Polling is simple but not suitable for responsive, real-time applications.
Advantages of Using UART Interrupts
With UART interrupts, the microcontroller does not have to constantly check the UART status. Instead, it is notified automatically when new data arrives.
Benefits include:
- Non-blocking operation: The CPU can execute other tasks while waiting for data.
- Immediate response: Incoming data triggers an interrupt service routine (ISR) instantly.
- Efficient and faster: No time wasted in busy waiting.
- Reliable for continuous or high-speed data: Reduces the chance of missing characters.
Using interrupts makes your code more responsive and CPU-friendly, which is ideal for projects like command-based LED control, sensors, or communication with other devices.
Polling vs Interrupts – A Quick Comparison
| Feature | Polling Mode | Interrupt Mode |
|---|---|---|
| CPU Usage | High (busy waiting) | Low (CPU free until data arrives) |
| Response Time | Depends on polling loop | Immediate (ISR triggers) |
| Complexity | Simple to implement | Slightly more complex (requires ISR) |
| Reliability | May miss data at high speed | Very reliable for incoming data |
| Best Use | Small, simple projects | Real-time or multitasking applications |
Tip: In Part 1, we used polling mode to read UART data. Interrupts are the next step for building more efficient and responsive applications on TM4C123G.

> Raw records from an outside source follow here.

PR #540, opened 2020-03-03
gb0101010101-g2-arc-z-optional: Do not perform Z axis movement on G2 …

gb0101010101:
Testing create pull request from same branch for @bar.

Same pull request as before but now tested on physical machine.


BarbourSmith:
It looks like for some reason the robot can't see a second pull request from the same branch 😢 

I'm really going to have to overhaul how that system works. Thanks for highlighting some of the issues with how it works now.

PR #541, opened 2020-05-15
Add support for G2 & G3 commands that use radius R instead of I & J.

gb0101010101:
## What does this pull request do?
Adds support for G2 & G3 commands that use radius R instead of I & J. 
e.g. `G02 X2.0 Y6.0 R2.0`

The code only executes if R is provided in G2 or G3 command. If R, I & J are provided then I & J will be ignored.

Previously this was not supported and code execution would fail if the command was used.

Calculations are copied from MarlinFirmware
https://github.com/MarlinFirmware/Marlin/pull/4840/commits/c2744d8a8bdd35a824a1017434a7b3007debdc1e 

## Does this firmware change affect kinematics or any part of the calibration process?
No.

## How can this pull request be tested?
Turn on verbose debugging to see calculated points in console output.
This has not been tested on physical machine. I will not have access to a machine for a while.

Rendered output:
http://www.helmancnc.com/cnc-g02-circular-interpolation-clockwise-cnc-milling-sample-program/
### Test G2 code
```
G90 G00 X-2.0 Y-1.0 
G01 X0 Y0 F30.0 ; point A 
Y4.0 ; point B 
G02 X2.0 Y6.0 R2.0 ; point C 
G01 X8.0 ; point D 
G02 X9.0 Y2.268 R2.0 ; point E 
G01 X0 Y0 ; point A 
G00 X-2.0 Y-1.0
```
### Test G3 code
```
G90 G00 X-2.0 Y-1.0 
G01 X0 Y0 F30.0 ; point A 
Y4.0 ; point B 
G03 X-2.0 Y6.0 R2.0 ; point C 
G01 X-8.0 ; point D 
G03 X-9.0 Y2.268 R2.0 ; point E 
G01 X0 Y0 ; point A 
G00 X-2.0 Y-1.0
```

## GroundControl/WebControl
This PR will need to match changes to GroundControl and WebControl so that they render the commands correctly.
WebControl PR https://github.com/madgrizzle/WebControl/pull/137

PR #544, opened 2020-05-19
Add support for G2 & G3 commands that use radius R instead of I & J.

gb0101010101:
Resubmitting PR #541


gb0101010101:
Tested on physical machine by @Orob-Maslow with pictures in https://github.com/WebControlCNC/WebControl/pull/137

Configuring UART Interrupts on TM4C123G
Before we start data transmission over UART, we first need to set up the UART peripheral in Code Composer Studio (CCS).
This section will guide you through creating a new project, adding the TivaWare driver library, and writing the basic code to configure UART0 for serial communication through the Virtual COM Port (VCP).
Creating a New CCS Project for Tiva C LaunchPad
I have already explained how to create a new project in TM4C123 using CCStudio. You can create a similar project with blinky template and then modify it for this tutorial.
There are only 2 things we need to do to turn the blinky template into a new project:
- Delete everything from the blinky.c file, so it should be completely empty. We will write everything ourselves.
- Rename the following:
- blinky.c → main.c, indicating that this is the main file for the project
- blinky_css.cmd → linker.cmd, indicating that this is the linker file
- blinky (Folder) → projectName (Folder)
The final modified project is shown in the image below.
Including TivaWare Driver Library
To simplify UART configuration, we’ll use the TivaWare driver library, which provides ready-to-use APIs for enabling peripherals and setting up UART communication.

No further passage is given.